About this task:
Below are some records. Print exactly the lines between the one holding "PR #11, opened 2014-08-20" and the one holding "After some discussion", inclusive, and nothing else.

Entries shown:
* * * * *
PR #618, opened 2016-04-28
add 'expire_after' in the session, so it is configurable in the app

chubako:
if 'rack.session.options' is set in the app, it can be overriden by the defaults if a middleware returns between the session and the app

### DIFF
--- a/lib/rack/session/dalli.rb
+++ b/lib/rack/session/dalli.rb
@@ -55,7 +55,7 @@ module Rack
 
       def set_session(env, session_id, new_session, options)
         return false unless session_id
-        expiry = options[:expire_after]
+        expiry = new_session['expire_after'] || options[:expire_after]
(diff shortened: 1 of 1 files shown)


lib/rack/session/dalli.rb
```diff
@@ -55,7 +55,7 @@ def get_session(env, sid)
 
       def set_session(env, session_id, new_session, options)
         return false unless session_id
-        expiry = options[:expire_after]
+        expiry = new_session['expire_after'] || options[:expire_after]
```
petergoldstein: Why is the key for `new_session` a string, while the key for `options` is a symbol?

chubako:
"options" is a Hash that passes options from the middleware configuration, so it's natural to use symbols as keys. "new_session" is the session data as a Hash. Session data is serialized for memcache store, so it's natural to use strings as keys.

PR #5, opened 2014-08-19
Encoding API Sample

jeffposnick:
Sample code for the [Encoding API](http://www.chromestatus.com/feature/5714368087982080), available in Chrome 38+.

A live demo is currently available at https://jeffposnick.github.io/samples/encoding-api/index.html


jeffposnick:
Actually, I need to rethink my branch setup... will refile this later.

PR #10, opened 2014-08-20
Added back in butterfly as part of WebP+picture demo

pearlchen-old:
There are a few use cases for `<picture>` so I added in a second example for file format support. 

Is it okay to have multiple `<!-- // [START code-block] -->` blocks sprinkled throughout the text? Added `<section>` tags with `id` for URL anchor support.


picture-element/index.html
```diff
@@ -13,37 +13,56 @@
...
-      <source media="(min-width: 650px)" srcset="images/kitten-large.png">
-      <source media="(min-width: 465px)" srcset="images/kitten-medium.png">
-      <!-- img tag for browsers that do not support picture element -->
-      <img src="images/kitten-small.png" alt="a cute kitten">
-    </picture>
-    <!-- // [END code-block] -->
+      <p>In the second example below, the browser will display a WebP image 
+      instead of a JPG when the browser supports WebP.</p>
 
+      <!-- // [START code-block] -->
```
jeffposnick: The whole extracting code snippets via comment tags thing isn't implemented yet, but I think that using distinct identifiers for each distinct snippet will end up making the most sense. So `code-block-responsive-sizes` and `code-block-fallback-formats` or something along those lines.

pearlchen-old: Sounds good. I updated to:
`<!-- // [START code-block-source-media] -->`
and
`<!-- // [START code-block-source-type] -->`

PR #11, opened 2014-08-20
Symbols (ES6) sample, simulating private variables in a class.

jeffposnick:
@devnook, @addyosmani, & co., here's my attempt on some sample code related to ES6 Symbols.

Doing something related to private member variables seemed relevant, so I went that route. Definitely interested in feedback about the implementation, though—I would not be surprised if it could be improved.

Live demo at https://rawgit.com/jeffposnick/samples/symbols-es6/symbols-es6/index.html


jeffposnick:
After some discussion it's been determined that this is not a use case we want to encourage for Symbols, so I'm abandoning this PR.

PR #12, opened 2014-08-21
Map, Set, and for...of iterator samples.

jeffposnick:
@addyosmani, if you have any ideas as to someone who might be able to look this over for best practices, it would be appreciated!


addyosmani:
Have these gone through code-review yet? If not, it might be useful for us to keep future PRs open until we've had a chance to verify the source in the sample can't be improved further.

Otherwise, great work on shipping these so quickly.

jeffposnick:
They were reviewed off-GitHub by some folks with experience working on the ES6 spec, and the recent updates took their feedback into account.

I thought I mentioned that in the comment that accompanied the merge, but I can't find that comment displayed in the GitHub UI (which is strange).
* * * * *
Solution for this task:
PR #11, opened 2014-08-20
Symbols (ES6) sample, simulating private variables in a class.

jeffposnick:
@devnook, @addyosmani, & co., here's my attempt on some sample code related to ES6 Symbols.

Doing something related to private member variables seemed relevant, so I went that route. Definitely interested in feedback about the implementation, though—I would not be surprised if it could be improved.

Live demo at https://rawgit.com/jeffposnick/samples/symbols-es6/symbols-es6/index.html


jeffposnick:
After some discussion it's been determined that this is not a use case we want to encourage for Symbols, so I'm abandoning this PR.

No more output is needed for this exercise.